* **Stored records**
● ● ● ●
PR #4094, opened 2024-06-30
A collection of hashing improvements from using hashtables.

chandlerc:
LLVM's `APInt` and `APFloat` need specialized handling to be used effectively in hashtables. We can't inject overrides into LLVM so we need to handle them in our hashing routine.

There were also problematic limits on hashing pairs and tuples. First, the unique-object-representation hashing of pairs was more restricted than tuples which was a problematic asymmetry and isn't needed. But the larger issue is that we didn't support recursively hashing when necessary. That requires a careful predicate to avoid infinite recursion but lets us handle important use cases for hashtables with a tuple as a key.

Also added support for hashing arrays that recurse in addition to arrays where we can hash the raw storage, and added overloads to redirect to common array handling from various array-like types.

Last but not least, re-worked the constraint model for hashing as raw data to not override custom hashing functions.

### DIFF
--- a/common/hashing.h
+++ b/common/hashing.h
@@ -13,6 +13,8 @@
 
 #include "common/check.h"
 #include "common/ostream.h"
+#include "llvm/ADT/APFloat.h"
+#include "llvm/ADT/APInt.h"
 #include "llvm/ADT/ArrayRef.h"
 #include "llvm/ADT/SmallVector.h"
 #include "llvm/ADT/StringRef.h"
@@ -443,6 +445,11 @@ class Hasher {
 // public API. They should not be used directly by client code.
 namespace InternalHashDispatch {
 
+// Forward declare the dispatch function so we can re-do dispatch with a
+// different type if needed.
+template <typename T>
+inline auto DispatchImpl(const T& value, uint64_t seed) -> HashCode;
+
 inline auto CarbonHashValue(llvm::ArrayRef<std::byte> bytes, uint64_t seed)
     -> HashCode {
   Hasher hasher(seed);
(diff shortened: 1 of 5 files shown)


common/hashing.h
```diff
@@ -474,6 +481,63 @@ inline auto CarbonHashValue(const llvm::SmallString<Length>& value,
...
+}
+template <typename T, size_t N>
+inline auto CarbonHashValue(const T (&arg)[N], uint64_t seed) -> HashCode {
+  return DispatchImpl(llvm::ArrayRef(arg), seed);
+}
+
+inline auto CarbonHashValue(llvm::APInt value, uint64_t seed) -> HashCode {
+  Hasher hasher(seed);
+  if (LLVM_LIKELY(value.isSingleWord())) {
+    hasher.Hash(value.getBitWidth(), value.getZExtValue());
```
zygoloid, line 525: I suspect the answer is no, but is it worth treating the `getBitWidth() <= 32` case as a special case, for which we only need to hash 8 bytes rather than 12?

common/hashing.h
```diff
@@ -474,6 +481,63 @@ inline auto CarbonHashValue(const llvm::SmallString<Length>& value,
...
+  return static_cast<HashCode>(hasher);
+}
+
+// Implementation detail predicate to test for types hashable with
+// `CarbonHashValue`. Should find all of the above direct overloads as well as
+// ADL-provided overloads.
+template <typename T>
+concept HasCustomCarbonHashValue = requires(T t) {
+  { CarbonHashValue(t, static_cast<uint64_t>(0)) } -> std::same_as<HashCode>;
+};
```
zygoloid: I'm nervous about depending on this finding the overloads declared above this line but not the ones declared below -- that seems a bit subtle, as reordering the code would result in it compiling but meaning something different. (It also wouldn't work on MSVC...)

Would it be feasible to give a different name to the non-custom overloads below, so we go through two layers of customization, first for raw hashing then for custom hashing?

common/hashing.h
```diff
@@ -482,67 +546,110 @@ static_assert(std::has_unique_object_representations_v<int32_t>);
...
+
+template <typename T, typename U>
+  requires HasCustomCarbonHashValue<T> && HasCustomCarbonHashValue<U>
+inline auto CarbonHashValue(const std::pair<T, U>& value, uint64_t seed)
+    -> HashCode {
+  Hasher hasher(seed);
+  // No need to propagate the seed below as we've already incorporated it.
+  hasher.Hash(HashValue(value.first), HashValue(value.second));
+  return static_cast<HashCode>(hasher);
 }
```
zygoloid: These two overloads seem a bit limiting to me: we'll accept (for example) a pair where both elements are raw-hashable, or a pair where both elements are custom-hashable, but not a mixture.

I wonder if it'd be better for these to accept types that are hashable (in any way), excluding the cases handled by the above raw-only overloads? (Maybe `HasCustomCarbonHashValue<T>` should also be true in that case, given that it's invoking a custom function for part of the work.)

common/hashing.h
chandlerc: So far, it hasn't shown up in a profile so hard to say. And my guess is it'll be a wash given the need to stitch the two 32-bit values together, and add considerable complexity.

common/hashing.h
chandlerc: This was ... tricky. We discussed it a bit in person as well.

What I've done is sunk the raw hashing logic into `if constexpr` logic inside functions because that seems much more readable than trying to do overload resolution.

However, to make all this work robustly, we now have that logic in three places because we have three subtly different optimizations based on that logic:

1) The main dispatch case.
2) An optimized case for tuples (and pairs) to dispatch for each element.
3) An optimized case for `ArrayRef` to try and detect when we can hash the underlying storage rather than recursively hashing each element.

I couldn't see a good way to abstract out something for these three cases though as they all do somewhat subtle things with the dispatch logic.

Now that `Hasher` is doing some of this, I've renamed the method that *doesn't* do it to `HashRaw`, so that's roughly your other layer.

However, we still need a predicate on whether there is an overload. And that predicate is still technicaly order sensitive, as is the `DispatchImpl` code. I don't really see much way around that. But they are now less order sensitive than this -- they simply can't be hoisted further *up* as they must see *all* the overloads, and that should also mean they behave consistently with MSVC.

common/hashing.h
chandlerc: Agreed. I sunk all of the dispatch logic into `Hasher` itself, and taught it how to handle each entry independently now. Should even do the fast thing and avoid unnecessary recursive hashing where possible.

chandlerc (commented):
Thanks for the review. A new version that tries to do this in a bit more principled way.

common/hashing.h
```diff
@@ -233,6 +235,34 @@ class Hasher {
...
   explicit operator HashCode() const { return HashCode(buffer); }
 
+  // Incorporates a variable number of objects into the `hasher`s state.
+  //
+  // The `values` here can be anything hashable, and this routine handles
+  // recursively hashing a single value as appropriate and then in turn
+  // incorporating that. However, it is optimized for relatively small numbers
+  // of values and/or small elements. A large tree structure will be better
+  // handled by a dedicated Merkle-tree decomposition rather than the ad-hoc one
+  // provided here. This routines decomposition is mostly useful for combining N
```
zygoloid:
```suggestion
  // provided here. This routine's decomposition is mostly useful for combining N
```

common/hashing.h
```diff
@@ -474,82 +495,141 @@ inline auto CarbonHashValue(const llvm::SmallString<Length>& value,
...
-
-// C++ uses `std::nullptr_t` but unfortunately doesn't make it have a unique
-// object representation. To address that, we need a function that converts
-// `nullptr` back into a `void*` that will have a unique object representation.
-// And this needs to be done by-value as we need to build a temporary object to
-// return, which requires a separate overload rather than just using a type
-// function that could be used in parallel in the predicate below. Instead, we
-// build the predicate independently of the mapping overload, but together they
-// should produce the correct result.
+// Support types that are array like by building an `llvm::ArrayRef` out of
```
zygoloid:
```suggestion
// Support types that are array-like by building an `llvm::ArrayRef` out of
```

common/hashing.h
```diff
@@ -474,82 +495,141 @@ inline auto CarbonHashValue(const llvm::SmallString<Length>& value,
...
+// them. We can't do this by accepting any type convertible to an `ArrayRef`
+// because that type supports building a synthetic array out of any single
+// element. These need to go back through the dispatch implementation though to
+// pick up the full space of hash overloads for `T`.
```
zygoloid:
```suggestion
// element.
```
If we want to say this, I think we ought to do so on the `CarbonHashValue` overload for `ArrayRef`, but I think we can just drop it given that we don't call `DispatchImpl` either here or there.

zygoloid (approved):

common/hashing.h
```diff
@@ -233,6 +235,34 @@ class Hasher {
...
 
+  // Incorporates a variable number of objects into the `hasher`s state.
+  //
+  // The `values` here can be anything hashable, and this routine handles
+  // recursively hashing a single value as appropriate and then in turn
+  // incorporating that. However, it is optimized for relatively small numbers
+  // of values and/or small elements. A large tree structure will be better
+  // handled by a dedicated Merkle-tree decomposition rather than the ad-hoc one
+  // provided here. This routine's decomposition is mostly useful for combining N
+  // small bits of data with one recursively hashed entity.
```
CarbonInfraBot: **[diff]** <sub>reported by [reviewdog](https://github.com/reviewdog/reviewdog) :dog:</sub><br>
```suggestion
  // provided here. This routine's decomposition is mostly useful for combining
  // N small bits of data with one recursively hashed entity.
```

CarbonInfraBot: **[diff]** <sub>reported by [reviewdog](https://github.com/reviewdog/reviewdog) :dog:</sub><br>
```suggestion
  // provided here. This routine's decomposition is mostly useful for combining
  // N small bits of data with one recursively hashed entity.
```

PR #4350, opened 2024-09-26
Reject abstract function definitions

dwblaikie:
Not sure about error recovery options - can/should we drop the definition as a means of recovery when building the SemIR? I guess probably not, so I guess this change is about right.

Phrasing of the error message I'm certainly open to.


toolchain/check/handle_function.cpp
```diff
@@ -440,6 +440,12 @@ auto HandleParseNode(Context& context, Parse::FunctionDefinitionId node_id)
   auto& function = context.functions().Get(function_id);
   FinishGenericDefinition(context, function.generic_id);
 
+  if (function.virtual_modifier == SemIR::Function::VirtualModifier::Abstract) {
+    CARBON_DIAGNOSTIC(DefinedAbstractFunction, Error,
+                      "`abstract` function with definition");
+    context.emitter().Emit(TokenOnly(node_id), DefinedAbstractFunction);
```
zygoloid: This will associate the diagnostic with the `}`; I think it might be a bit nicer to check this in `BuildFunctionDecl` instead and point the diagnostic at the `{` (which is the token corresponding to the `node_id` there).

zygoloid (commented):
Minor thought about the diagnostic location, but otherwise LGTM

toolchain/check/handle_function.cpp
dwblaikie: Oh, sure - I did realize that an out of line definition might have different issues (since the attribute wouldn't be on the out of line definition, but on the original declaration) so tested that and did have some trouble.

I implemented a possible fix for this - but wouldn't mind a second set of eyes. Is that the right way to go about it? Looking up the `SemIR::Function` based on the `FunctionDecl`'s `function_id` - I guess that finds some kind of canonical `Function` that seems to have the right modifiers, at least, so the diagnosis works.

(I had tried moving the logic into `CheckMethodModifiersOnFunction` but that wasn't triggered for the out of line definition case - though did produce a somewhat/maybe nicer diagnostic that highlighted the `abstract` keyword (and maybe I could've figured out a way to have it also note the `{` I think - since it looks like the infrastructure there has some way to pass an extra location) - but probably not worth figuring out how to also highlight the `abstract` keyword in the working implementation at the moment?)

toolchain/check/handle_function.cpp
```diff
@@ -297,6 +297,16 @@ static auto BuildFunctionDecl(Context& context,
   // Write the function ID into the FunctionDecl.
   context.ReplaceInstBeforeConstantUse(decl_id, function_decl);
 
+  // Diagnose `abstract` function with definition using the canonical Function's
+  // modifiers.
+  if (is_definition &&
+      context.functions().Get(function_decl.function_id).virtual_modifier ==
+          SemIR::Function::VirtualModifier::Abstract) {
+    CARBON_DIAGNOSTIC(DefinedAbstractFunction, Error,
+                      "`abstract` function with definition");
```
zygoloid: I'd find this slightly more readable as "definition of `abstract` function" but no strong preference. (I think the "with" phrasing is closer to what we use elsewhere.)

zygoloid (approved):
LG, thanks! Feel free to merge once you're happy with the commit message.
● ● ● ●
* **TASK TO COMPLETE**
Return, exactly as they stand, the lines from the start of the records above through the line with "our hashing routine.", both ends included, and no other lines.

* **COMPLETED EXERCISE**
PR #4094, opened 2024-06-30
A collection of hashing improvements from using hashtables.

chandlerc:
LLVM's `APInt` and `APFloat` need specialized handling to be used effectively in hashtables. We can't inject overrides into LLVM so we need to handle them in our hashing routine.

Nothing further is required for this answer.